WHAT THIS TASK INVOLVES
In the material below, identify each line bearing the word "opened". Reproduce those lines.

DATASET CONTENT
-- Opening Marker --
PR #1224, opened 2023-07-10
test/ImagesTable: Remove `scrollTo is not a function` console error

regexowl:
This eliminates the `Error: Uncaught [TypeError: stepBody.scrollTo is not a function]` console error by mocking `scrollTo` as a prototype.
-- Closing Marker --
-- Opening Marker --
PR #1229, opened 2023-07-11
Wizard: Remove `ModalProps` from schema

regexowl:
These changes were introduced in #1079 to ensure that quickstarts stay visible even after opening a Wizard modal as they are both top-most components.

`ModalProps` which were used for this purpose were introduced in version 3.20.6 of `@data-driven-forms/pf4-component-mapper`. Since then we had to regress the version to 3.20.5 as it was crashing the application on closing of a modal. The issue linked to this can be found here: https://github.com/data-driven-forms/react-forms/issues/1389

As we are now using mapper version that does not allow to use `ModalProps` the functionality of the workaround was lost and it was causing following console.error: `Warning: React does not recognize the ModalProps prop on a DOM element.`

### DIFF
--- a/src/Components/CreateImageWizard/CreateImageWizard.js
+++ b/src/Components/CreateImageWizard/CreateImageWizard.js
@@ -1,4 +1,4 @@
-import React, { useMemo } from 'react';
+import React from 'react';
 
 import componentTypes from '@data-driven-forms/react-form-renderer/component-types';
-- Closing Marker --
EXERCISE ANSWER
PR #1224, opened 2023-07-10
PR #1229, opened 2023-07-11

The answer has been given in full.